Python 3.3 - 3.5
The script will read the CSV content from stdin
and write the JSON to stdout
.
If it encounters an error while parsing a record, that record is skipped and a message is logged to stderr
.
There are 2 ways to run the script.
Note: The setup script uses setuptools
. If that is not installed in your environment, consider using method 2.
$ python setup.py install
$ cat foo.csv | sms-normalize
# Ignore the error output
$ cat foo.csv | sms-normalize 2> /dev/null
# Install the dependencies.
$ pip install -r requirements.txt
$ cat foo.csv | python smsnormalize.py
To run the tests, first install the test requirements.
$ pip install -r requirements.txt
$ pip install -r requirements-test.txt
Start testing.
$ py.test
To run the tests with Python 3.3 and Python 3.4 (and do a Flake8 check)
$ tox
This script attempts to reconcile incomplete or malformed data. The exact approach I have taken is as follows.
All IDs are accepted.
All messages are accepted and if multiple records share an ID, those records are merged in the order that they appear in the incoming data.

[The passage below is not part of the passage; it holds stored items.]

PR #2532, opened 2026-08-07
fix(pixi): restore conda test deps and relock after #2384

juenglin:
## Summary
- #2384 inserted `[feature.test.pypi-dependencies]` mid-table in `cuda_bindings`/`cuda_core` `pixi.toml`, accidentally moving conda test deps (`pytest-benchmark`, `numpy`, `pyglet`, …) to PyPI and leaving the lockfiles stale.
- Fresh CI installs then dropped the local `cuda-bindings`/`cuda-core` source packages, so the pixi source-build smoke failed with `ModuleNotFoundError: No module named 'cuda'`.
- Restore those deps under `[feature.test.dependencies]`, keep only `cuda-python-test-helpers` under pypi, and regenerate both lockfiles with Pixi 0.73 until `pixi lock --check` is clean.

## Test plan
- [x] `pixi lock --check --manifest-path cuda_bindings`
- [x] `pixi lock --check --manifest-path cuda_core`
- [x] Re-run `CI: pixi run test (source build)` (build smoke) on this branch and confirm `bindings import OK` / `core import OK`

### DIFF
--- a/cuda_bindings/pixi.lock
+++ b/cuda_bindings/pixi.lock
@@ -20,6 +20,8 @@ environments:
   cu12:
     channels:
     - url: https://conda.anaconda.org/conda-forge/
+    indexes:
+    - https://pypi.org/simple
     packages:
       linux-64:
       - conda: https://conda.anaconda.org/conda-forge/linux-64/_openmp_mutex-4.5-20_gnu.conda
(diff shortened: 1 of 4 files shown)


rwgk (approved):
Thanks @juenglin! (sorry I didn't see this before in the ever swelling flood of emails)

PR #2534, opened 2026-08-07
Fix CUDA Runtime CTK test fixture on Windows ARM64

isVoid:
## What changed

Update the Windows CUDA Runtime CTK test fixture to model the current CUDA 13 layout explicitly:

- x64 creates `bin/x64/cudart64_13.dll`;
- Arm64 creates `bin/arm64/cudart64_13.dll`;
- Linux behavior is unchanged.

## Why

#2393 made Windows CTK dynamic-library searches architecture-aware. Native Arm64 Python now correctly searches `bin/arm64`, but `_create_cudart_in_ctk` still created `cudart64_12.dll` in the legacy unqualified `bin` directory. As a result, `test_try_via_ctk_root_regular_lib` failed only under native Windows Arm64.

The fixture now targets the latest CUDA layout for both Windows architectures. Production discovery continues to retain its legacy unqualified `bin` fallback for older x64 toolkits.

## Validation

- Native Windows Arm64 focused regression: 1 passed.
- `tests/test_ctk_root_discovery.py`: 37 passed.

### DIFF
--- a/cuda_pathfinder/tests/test_ctk_root_discovery.py
+++ b/cuda_pathfinder/tests/test_ctk_root_discovery.py
@@ -81,9 +81,9 @@ def _create_nvvm_in_ctk(ctk_root):
 def _create_cudart_in_ctk(ctk_root):
     """Create a fake cudart lib in the platform-appropriate CTK subdirectory."""
     if IS_WINDOWS:
-        lib_dir = ctk_root / "bin"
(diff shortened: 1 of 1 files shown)


isVoid:
Ah, closing in favor of duplicate PR: https://github.com/NVIDIA/cuda-python/pull/2528

PR #2536, opened 2026-08-09
Use pathlib in cuda.pathfinder._headers (part 8 of #2410)

LeSingh1:
Part 8 of #2410 (`os.path` -> `pathlib.Path`), covering `cuda_pathfinder/cuda/pathfinder/_headers`.

This is the last un-migrated corner of `cuda.pathfinder` runtime code that isn't already
covered by an open part of the series.

### What changed

- `_locate_in_anchor_layout()` and `resolve_conda_anchor()` build and return `Path`
  objects, and their anchor arguments accept `str` or any `os.PathLike[str]` (per your
  note on #2410 about widening what we accept).
- The `os.path.isfile(os.path.join(...))` probes become `(dir / name).is_file()`, which
  makes the `_joined_isfile` helper unnecessary.
- `LocatedHeaderDir.abs_path` stays a `str`: it is public API (`LocatedHeaderDir` is
  re-exported from `cuda.pathfinder`), so the find steps convert at the boundary, the
  same way #2493 does for `LocatedBitcodeLib`/`LocatedStaticLib`.

### Two deliberate exceptions, flagged for review

1. **`_abs_norm()` keeps `os.path.abspath()`.** pathlib has no purely lexical
   normalization: `Path.resolve()` follows symlinks, which would change the reported
   header directory under the very common `/usr/local/cuda -> /usr/local/cuda-<ver>`
   layout, and `Path.absolute()` does not collapse `..`. I'd rather leave one clearly
   commented `os.path` call here than silently change what the public API returns.

   While there, the wrapping `os.path.normpath()` is dropped as redundant: both
   `posixpath.abspath` and `ntpath.abspath` already normalize.

2. **`glob.glob()` stays** for the descriptor catalog's glob patterns. Only the
   `os.path` parts of those expressions move to `Path`. `Path.glob()` is not a drop-in
   replacement (it needs a separate base directory for absolute patterns, and it does
   not skip dot-entries the way `glob.glob()` does), so swapping it in would be a
   behavior change unrelated to this issue.

Following your call on #2410, the single-file `is_file()` probes keep pathlib's error
behavior rather than being wrapped to mimic `os.path.isfile()`'s "any stat error means
`False`".

### Verification

No behavior change is intended, so there is no new test; the existing suite is the
check. `cuda_pathfinder/tests/test_find_nvidia_headers.py` exercises all five find
steps, including the conda `targets/*/include` layout and the CTK-root canary fallback.

- `pytest cuda_pathfinder/tests` — same pass/fail set as `upstream/main` on this machine
  (the only failures are the ones that need a real CUDA install).
- `mypy cuda/pathfinder/_headers/` — no new errors (the two pre-existing
  `redundant-cast` errors in `header_descriptor.py` are untouched and out of scope).
- `ruff check` and `ruff format --check` clean on both files.

Refs #2410.

### DIFF
--- a/cuda_pathfinder/cuda/pathfinder/_headers/find_nvidia_headers.py
+++ b/cuda_pathfinder/cuda/pathfinder/_headers/find_nvidia_headers.py
@@ -8,6 +8,7 @@ import glob
 import os
 from collections.abc import Callable
 from dataclasses import dataclass
+from pathlib import Path
 from typing import TYPE_CHECKING
 
 from cuda.pathfinder._dynamic_libs.load_nvidia_dynamic_lib import (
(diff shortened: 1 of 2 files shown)


cuda_pathfinder/cuda/pathfinder/_headers/find_nvidia_headers.py
```diff
@@ -95,9 +96,9 @@ def find_in_conda(desc: HeaderDescriptor) -> LocatedHeaderDir | None:
     anchor_point = resolve_conda_anchor(desc, conda_prefix)
     if anchor_point is None:
         return None
-    found_header_path = _locate_in_anchor_layout(desc, anchor_point)
-    if found_header_path:
-        return LocatedHeaderDir(abs_path=found_header_path, found_via="conda")
+    found_header_dir = _locate_in_anchor_layout(desc, anchor_point)
+    if found_header_dir is not None:
+        return LocatedHeaderDir(abs_path=str(found_header_dir), found_via="conda")
```
mdboom, line 101: Let's update `LocatedHeaderDir` to store a `Path`.  That isn't really public API.  Again, that should simplify the conversion back and forth.

mdboom (changes requested):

Because a message could present any combination of characters, it is difficult to determine it's validity.
In this script there is such a thing a valid phone number. Such a number is a string or integer that can be parsed using the phonenumber
library. The script does not check that parsed number exists in any registry however.
The script will also use the US country code for numbers that do not include region information.
If a number can not be parsed at all, an exception is raised and the record is skipped.
Any date/datetime string is allowed as long as the string is well-formed. A non-well-formed datestring will raise an exception when parsed, which will cause the script to skip the record.
An example of a non-well-formed datestring is 2015-06-45 00:00:00
, because it is not possible to have 45 days in a month.